Olivia C. Grosser, author of the new book "Britney Spears: Prodigal Daughter," available at oliviapublishing.com, has an idea why Spears' contemporaries haven't collapsed.
"I think Christina has been regarded as the 'second fiddle' to Britney all along, so has consistently tried to improve her standing. This in turn means she has had room to manipulate her image, to reinvent herself from vamp to classy sophisticate. It has gained her an awful lot of respect and what I call 'late-onset recognition.
' Christina is now in her mid-twenties and better able to navigate and control her life and career. I don't think she had a parent or manager controlling her in the way Spears' did," she says. "As for Justin Timberlake, I think he has shrewdly invested and diversified his talents.
He has branched out from music into fine-dining and other areas. He has constantly evolved, whereas Britney hasn't. Poor Spears got stuck in a moment she thought would last forever, whereas Aguilera and Timberlake know they have to roll with the punches to enjoy longevity in their careers.
They have crafted their careers, unlike Britney, who was entirely manufactured and perhaps never allowed to be who she wanted to become." This suggests there could be more at play than stress, early stardom and substance abuse. Pinsky and Lawrence both say Spears may suffer from an organic mental condition like bipolar disorder.
"There might have been something there for a long time that's undiagnosed. It took a while for it to dawn on people (that something could be mentally wrong) because they're not intellectually savvy when it comes to psychological problems," Lawrence says. "Britney doesn't need rehab; she needs a therapist.
She's been going to Alcoholics Anonymous, which is the most ridiculous thing in the world. They're treating her as an alcoholic who has the same problems as every other alcoholic who's sitting in the room with her. She's Britney Spears.
So the anonymous part's already gone; what's the point?" "When you find the person you've been poking fun at is mentally unstable, there's this guilt that comes after you've made fun of them," says Liz Shaffer-Wishner, 23, a Louisville resident who works for AmeriCorp Vista. But Shaffer-Wishner doesn't see a bright future for the star.
"She can't stop her own decline. She's going to be the next Anna Nicole Smith.

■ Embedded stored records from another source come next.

PR #59, opened 2020-01-03
Switch Chart linting to ct

dduportal:

- Move chart related content to the directory `./traefik` to fulfill Helm Chart convention (where "chart name" == "name of directory containing the chart).
  - Remove Makefile's code related to `SHIM_DIR` (which was a trick to remove the folder constraint)
- Add "testing/linting" related elements into a new `./test/` directory
- Switch the `lint` makefile phase to using `ct` (the official helm chart testing tool - https://github.com/helm/chart-testing). 
  - This `ct` command does the `helm lint ...` for us, but also add plenty more checks as the version increment bump 💪 
  - The `ct` command is run using the docker container, to allow better portability, as there are a lot of dependencies to install, and we want contributors to have an easy life


dduportal:
To do: add a documentation in `test/README.md` which describes everything (please don't merge before this)

dduportal:
Ping @ldez @SantoDE @dtomcej , this PR is ready to be reviewed :)

Makefile
```diff
@@ -10,15 +10,18 @@ HELM_REPO ?= $(CURDIR)/repo
 all: clean lint build deploy
 
 # Ensure the Helm chart and its metadata are valid
-lint: helm $(SHIM_DIR)
+lint: helm
 	@echo "== Linting Chart..."
-	@helm lint $(SHIM_DIR)
+	@git remote add traefik https://github.com/containous/traefik-helm-chart >/dev/null 2>&1 || true
+	@git fetch traefik master >/dev/null 2>&1 || true
+	@docker run --rm -t -v $(CURDIR):/charts -w /charts quay.io/helmpack/chart-testing:v3.0.0-beta.1 \
```
dtomcej: This puts a docker requirement for `make lint`... is that something that we feel is acceptable?

Kind of nice to be able to run a quick lint without docker running.

dduportal: Good point. 

=> The requirements carried by `ct`'s docker image are listed here: https://github.com/helm/chart-testing#prerequisites . It looks acceptable for me to require it, and fail fast (e.g. the Makefile fails with a simple error message if the requirement is missing).


=> We could also use a variable to use or not docker, likewise the traefik build makefile also.

dduportal: Oh, I realize that I've put the `docker` make target, which ensure that it is a requirement, is in #60 while it should be here. Let me transplant it here, so the change will be atomic.

Makefile
```diff
@@ -1,24 +1,36 @@
...
+# Ensure the Helm chart, YAMLs and metadatas are valid
+
+ifeq ($(LINT_USE_DOCKER),true)
+lint: docker
+else
+lint: helm ct
+endif
 	@echo "== Linting Chart..."
-	@helm lint $(SHIM_DIR)
+	@git remote add traefik https://github.com/containous/traefik-helm-chart >/dev/null 2>&1 || true
```
ldez: Could you explain this line?

Makefile
dduportal: @dtomcej running `make lint` without Docker is now possible, with requirements check, and documented.

Makefile
dduportal: Version increment check is done by `ct`, and we have to provide the name of a remote for this in `test/ct.yaml` (or to the `ct` CLI with a flag).

We cannot be sure that the original remote always have the same name for contributors (example: they don't use the pattern `upstream`, or fork of a fork, etc.).

This code ensure there is always a remote named `traefik` to compare to, which is the original one. Please note that it's expected to be the case on contributors repository, as we expect the version check to be run when they execute a `make lint` locally.

I took this trick from the `helm/charts` repo for information.

Maybe there is another way (or a better way) to do this?

PR #60, opened 2020-01-04
Add Unit Tests for the chart

dduportal:
**Important:** This PR is blocked by #59 and requires it.

- Add "Unit test" phase on the chart:
  - Use the make goal `unit-test` for this
  - Implemented with <https://github.com/rancher/helm-unittest>, fixed version. It's a fork of a repository which does not have activity since 8 month, while rancher maintains their fork. I tried with https://github.com/xchapter7x/hcunit but it does not provide "test suite runner": you must script commands OR write a single big OPA rego files 😨 
- Update directory structure:
  - Former directory ".test/" (from #59) renamed to "./lint/" the unit tests MUST be inside the chart directory. For this reason, the test's documentation has been moved to the root of the repository
  - Unit tests are stored in the default path of `helm-unittest`, aka. `./traefik/tests`, which is ignored when packaging the chart.
- Removing support for Kubernetes cluster under 1.9.0:
  - The "if case" was failing all the unit tests systems
  - The other objects (service, CRD, etc.) are using features which won't work with Kubernetes 1.9.x. I felt this "if case" was a copy and paste from the Traefik v1 helm chart.
  - Helm v3 changes the ".Capabilities" object structure: this "if case" is not working with helm v3
  - Kubernetes 1.9 is not updated since februrary 2019 (ref. https://github.com/kubernetes/kubernetes/blob/master/CHANGELOG-1.9.md).


dduportal:
Thanks @SantoDE ! Link fixed.

Btw, #59 had been rebased to master, and this one as well. Don't forget to review #59 first :)

ldez:
@dduportal could you rebase on master?

dduportal:
Ready to roll!

PR #67, opened 2020-01-21
Make NodePort configurable

pamri:
This PR makes the NodePort configurable.


ldez:
Could you update the chart version, thanks.

pamri:
> Could you update the chart version, thanks.

Done.

PR #1493, opened 2025-08-06
Only render --global.checkNewVersion if it differs from default

ChristianCiach:
### What does this PR do?

Follow up of https://github.com/traefik/traefik-helm-chart/pull/1489#issuecomment-3160112717

Parameters should only be rendered if they differ from the default configuration of Traefik. 

### Motivation

Conclusion of discussion in https://github.com/traefik/traefik-helm-chart/pull/1489#issuecomment-3160212846

### More


mloiseleur (approved):
LGTM, thanks :+1:

PR #1495, opened 2025-08-11
Remove `$root` hacks in favor of using `$`

jnoordsij:
### What does this PR do?

Replace the manual declaration of `$root` with accessing the root values through Helm's global `$` variable; see also https://helm.sh/docs/chart_template_guide/variables/#:~:text=However,%20there%20is%20one%20variable%20that%20will%20always%20point%20to%20the%20root%20context.

### Motivation

Reviewing #1492 and noticing this pattern.

### More


mloiseleur (approved):
That makes sense to me. Thanks :+1:

PR #1498, opened 2025-08-15
Add AKS monitor package support

zalbiraw:
### What does this PR do?

AKS is really annoying and they for their users to set a custom name for the moniroring.coreos.com/v1 package. This PR will allow Traefik users to set the apiVersion of the `PrometheusRule` and `ServiceMonitor` objects.

`metrics.prometheus.disableAPICheck` must be set, I decided not change the checks to not pollute the charts. 

### Motivation

http://learn.microsoft.com/en-us/azure/azure-monitor/containers/prometheus-metrics-scrape-crd

### More

### DIFF
--- a/traefik/templates/prometheusrules.yaml
+++ b/traefik/templates/prometheusrules.yaml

She's going to run herself into the ground.
" "I was crazy about her before she shaved her head. Now she looks like a little boy," says James Burrell, 39, an insurance agent who lives in downtown Louisville. He doesn't think she's genuinely unstable, just that her current life circumstances have dragged her down.
"I think she's just stressed out all the attention she gets from the paparazzi. The average person couldn't deal with it." Louisville residents Mary Jent, 30, a mental health-care worker, and Kassie Alfred, 27, a nursing student, said they were never big fans, but they've been following Spears' story.
"She went from an idol to a bad after-school special," Jent says. "I think she's just in a rough patch, or a fuzzy patch. No matter how crazy I get, I'm not shaving my head.
" "The demographic her music is aimed towards wouldn't understand what she's going through, and can't feel sympathy or empathy," Alfred says. Still, they feel she'll survive somehow. "People come back from worse," Jent says.
The experts also agree that with some serious self-reflection and a commitment to treatment, Britney Spears may yet rise from this epic fall. And most surprisingly, Federline, who almost everyone had pegged as the deadbeat troublemaker in the saga, has stepped up to the plate when it comes to caring for Sean and Jayden and dealing with Britney. "Kevin Federline is suddenly looking like a good guy," Pinsky says.
"He's setting down boundaries appropriately, he's creating leverage and motivation for her to stay in treatment." If K-Fed can come out smelling like roses, Brit can surely re-emerge smarter and stronger.